Someone I admire suggested Mesple as a noteworthy contestant. Pons appeared on The Bell Telephone Hour 50 times. Needless to say there is no Bell Telephone Hour today!




Lakmé, Lakme, Act II: Dov'e l'indiana bruna?, "Bell Song" 




Lakmé - Acte II - N°10 - Scène et légende de la fille du Paria (Air des Clochettes) : Par les dieux inspirée... Où va la jeune Indoue (Lakmé, Nilakantha, Choeur) · Alain Lombard - Roger Soyer - Choeur De L'Opéra Comique - Orchestre Du Théatre National De L'Opéra Comique - Mady Mesplé


----------



## Seattleoperafan (Mar 24, 2013)

Here is Lily Pons in a recently colorized version.


----------



## ColdGenius (9 mo ago)

It should be posted in The sexiest musicians thread.


----------



## nina foresti (Mar 11, 2014)

Another twosome that I can do nicely without.
At least Pons succeeded in an easy, smooth delivery and of course her claim to fame trills and high notes even if she shorted the last note, were notable.
I was not familiar with Mesple -- never heard of her -- her voice was pretty enough but it seemed she had some rough passages, or at least, they did not come "trippingly off the tongue" whereas Pons made the aria seem smooth like the icing on a piece of cake.
I have never particularly liked Pons but, glory be, she gets my vote anyway.


----------



## BBSVK (10 mo ago)

They were both great. I guess the ornaments slightly differed, but I am not able to keep track of that.
I will just choose according to which voice I like better. Pons is a lottle more girly and Mesple more feminine, but not old. I prefer Mesple.


----------



## ewilkros (8 mo ago)

ColdGenius said:


> It should be posted in The sexiest musicians thread.

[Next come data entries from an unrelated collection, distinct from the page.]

PR #262, opened 2026-05-07
Fix: stop misattributing undated usage to 'Today'

darthrevanyunka:
## What this fixes
Codeburn was misreporting Cursor usage by assigning undated records to the current day. This made **Today** appear artificially high, and the "most active day" could shift depending on when reports or menubar refreshes were run.

## Root cause
Two parser paths generated synthetic "now" timestamps when source records were undated:
- Cursor bubble rows with missing `createdAt`
- Cursor `agentKv` sessions with no timestamp metadata

That rebucketed historical/undated usage into the runtime date.

## Why this is important
- Daily usage charts become unreliable
- Menubar Today values can be misleadingly large
- Teams tracking token spend by day get incorrect trend signals

## Changes
- Require real `createdAt` for bubble day bucketing (skip undated bubble rows)
- Stop defaulting `agentKv` timestamps to current time
- Parse timestamp candidates from `agentKv` content (`timestamp`, `createdAt`, and `time*` variants)
- Skip `agentKv` sessions when no reliable timestamp exists
- Add regression tests for all of the above

## Verification
- [x] `npm test -- tests/providers/cursor.test.ts`
- [x] `npm run build`

### DIFF
--- a/src/providers/cursor.ts
+++ b/src/providers/cursor.ts
@@ -50,6 +50,11 @@ type AgentKvRow = {
 type AgentKvContent = {
   type?: string
   text?: string
+  timestamp?: string | number
+  createdAt?: string | number
+  time?: string | number
+  timeCreated?: string | number
+  time_created?: string | number
   providerOptions?: {
     cursor?: {
       modelName?: string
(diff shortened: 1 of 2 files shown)


darthrevanyunka:
This PR is intended as a follow-up/complement to the recent Cursor provider fixes (including #257 and related work), focusing on one remaining day-bucketing edge case: undated records can still be assigned synthetic timestamps and drift into Today buckets.

What this PR tightens:

bubble rows: do not bucket rows without real createdAt into the current day
agentKv: avoid synthetic now bucketing; use embedded timestamp metadata when present, otherwise skip undated sessions
Why this matters:

prevents moving most-active-day behavior
keeps menubar and daily trend data consistent with actual event timing
Happy to split or trim scope if maintainers prefer this as a narrower patch.

iamtoruk:
Nice catch on the undated bucketing - tested locally and the fix is solid. Two small things before we merge:

1. `takeUserMessage()` (line 197) is now unused since you inlined the shift. Can you remove it?
2. Line 528 still passes `source.path` as a third arg to `parseAgentKv` but the signature only takes two params now. Harmless but should match.

Happy to merge once those are cleaned up.

darthrevanyunka:
All done and tested

iamtoruk:
Thanks for tracking this down @darthrevanyunka -- the root cause analysis was spot on, and the bubble-side fix is exactly what we needed.

We cherry-picked the bubble half of your fix into #321 (now merged). The two changes from your PR that landed:

1. SQL query now requires `createdAt IS NOT NULL` instead of including undated rows
2. Application-level guard skips rows with empty `createdAt` instead of defaulting to `new Date()`

We left the agentKv changes out for now because Cursor stores agentKv content as binary protobuf blobs, not JSON with timestamp fields. The existing file mtime fallback is currently the most reliable timestamp source for those rows. We validated this against a live Cursor database with ~15k agentKv rows -- none of them had parseable timestamp fields in their content.

Appreciate the thorough work on this. If you notice any edge cases we missed, feel free to open a follow-up.

PR #295, opened 2026-05-10
Fix mangled project paths in By Project and Top Sessions panels

meghraoa:
## Summary

The `By Project` and `Top Sessions` panels in the dashboard displayed corrupted project names whenever a directory contained a dash or a dot. For example, `~/Projects/foo-bar` rendered as `Projects/foo/bar`, and `~/Projects/site.github.io` rendered as `Projects/site/github/io` with the `Projects/` prefix dropped entirely on deeper paths.

## Root cause

`shortProject()` in `src/dashboard.tsx` received Claude Code's encoded slug (e.g. `-home-user-Projects-foo-bar`) and tried to recover the original path by splitting on `-` and joining with `/`. This is intrinsically lossy: there's no way to distinguish dashes that came from path separators from dashes that were part of the original directory name.

## Fix

`ProjectSummary.projectPath` is already populated from the canonical `cwd` extracted by `parser.ts` (`extractCanonicalCwd`, with fallback to the legacy decode when no JSONL `cwd` is found). Other consumers (`export.ts`, `cli.ts`) already use it. The dashboard was the last holdout still re-decoding the slug.

This PR:
- Switches both the `By Project` and `Top Sessions` panels to consume `projectPath` (the real cwd).
- Rewrites `shortProject` to operate on an absolute path: split on `/`, keep the last 3 segments, strip the home prefix and any `private/tmp/...` macOS noise.
- Renames the in-flight `projectName` field to `projectPath` for semantic accuracy.
- Exports `shortProject` so it can be unit-tested.

## Test plan

- [x] `npm test` passes (added 6 cases for `shortProject` covering dashes, dots, the home dir itself, deep nesting, and paths outside home).
- [x] Manual: ran the dashboard against `~/.claude/projects/`; directories with dashes and dots now render verbatim instead of being split.

### DIFF
--- a/src/dashboard.tsx
+++ b/src/dashboard.tsx
@@ -247,16 +247,17 @@ function DailyActivity({ projects, days = 14, pw, bw }: { projects: ProjectSumma
   )
 }
 
-const _homeEncoded = homedir().replace(/\//g, '-')
-
-function shortProject(encoded: string): string {
-  let path = encoded.replace(/^-/, '')
-  if (path.startsWith(_homeEncoded.replace(/^-/, ''))) {
-    path = path.slice(_homeEncoded.replace(/^-/, '').length).replace(/^-/, '')
-  }
-  path = path.replace(/^private-tmp-[^-]+-[^-]+-/, '').replace(/^private-tmp-/, '').replace(/^tmp-/, '')
+export function shortProject(absPath: string): string {
+  const home = homedir()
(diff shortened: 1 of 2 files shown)


iamtoruk:
Merged via #320 with your fix as the base. Added homedir caching, Windows backslash normalization, and aligned the test helper field name. Thanks for the clean fix @meghraoa.

PR #332, opened 2026-05-15
Cache menubar PATH discovery and add deterministic tests

### LINKED ISSUE #331: Menubar can’t find codeburn from user-managed Node PATH
## Problem
On macOS, the menubar app can fail with:

`env: codeburn: No such file or directory`

when `codeburn` is installed under user-managed Node paths (for example via nvm). GUI-launched apps often inherit a reduced `PATH`, so the binary is not found even though it works in Terminal.

## Impact
- Menubar refresh silently fails for affected users.
- The app appears broken despite a valid CLI install.
- Users with nvm/volta/asdf/npm-global layouts are disproportionately affected.

## Reproduction
1. Install `codeburn` in a user-managed Node location (e.g. nvm under `~/.nvm/versions/node/.../bin`).
2. Launch CodeBurn menubar app from Finder (not from an interactive shell).
3. Trigger refresh.
4. Observe error: `env: codeburn: No such file or directory`.

## Root Cause
The menubar process used GUI environment `PATH` values that can omit user-managed Node bin directories.

## Proposed / Implemented Approach
- Augment menubar process PATH with known locations (`/opt/homebrew/bin`, `/usr/local/bin`) and discovered user bins (`~/.volta/bin`, `~/.npm-global/bin`, `~/.asdf/shims`, and nvm Node version bins containing an executable `codeburn`).
- Cache discovered user PATH entries as a one-time computation so refreshes do not repeatedly rescan filesystem directories.
- Add deterministic tests for:
  - nvm executable/bin discovery behavior
  - PATH augmentation dedupe behavior

## Notes
No debug instrumentation should be kept in production for this fix line.

vaibhavarora14:
## Root cause
The macOS menubar process can inherit a reduced GUI `PATH`, so `codeburn` is not found when installed under user-managed Node paths (for example nvm).

## Fix summary
- Keep PATH augmentation logic in `CodeburnCLI` and make discovery testable via deterministic closures.
- Cache discovered user PATH entries as a one-time computation (`cachedDiscoveredUserPathEntries`) to avoid repeated filesystem scans on refresh.
- Preserve existing behavior of appending known bins and nvm bin directories that contain an executable `codeburn`.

see also one of her movies, "I Dream Too Much" (1935). It shows up from time to time on TCM, usually at about 3:00 in the morning. That's Henry Fonda (her boyfriend in the movie plot; I believe there's been a Terrible Misunderstanding and they're on the outs for the moment, but won't be any more once he's heard her sing) and Adolphe Menjou in the box.






She wore a similar costume at the Met and it created a scandalette because _you could see her navel!_ When Barbara Eden appeared weekly in a similar rig in the 1960's sitcom _I Dream of Jeannie_ she had to have hers plastered over.


----------



## MAS (Apr 15, 2015)

Both were famous *Lakme*s in their time, but I don’t care for their voice-type, so don’t much listen to this repertoire. I’ll toss a coin before I vote.


----------



## Tsaraslondon (Nov 7, 2013)

For those who haven't heard of her (probably principally those in the USA) Mesplé was considered the leading coloratura soprano of her day in France. The majority of her career was in Europe, but she did appear at the Met as Gilda. She recorded extensively for EMI, quite a lot of operetta and Offenbach, as well as French song. Lakmé was without doubt her most famous role and her complete recording of the opera is regularly cited as a top choice. Indeed it was chosen when BBC Record Review did a comparison of all available recordings. I like it too and prefer it quite a lot to the somewhat somnolent Sutherland recording, made a few years after the recording of the _Bell Song _we were listening to recently.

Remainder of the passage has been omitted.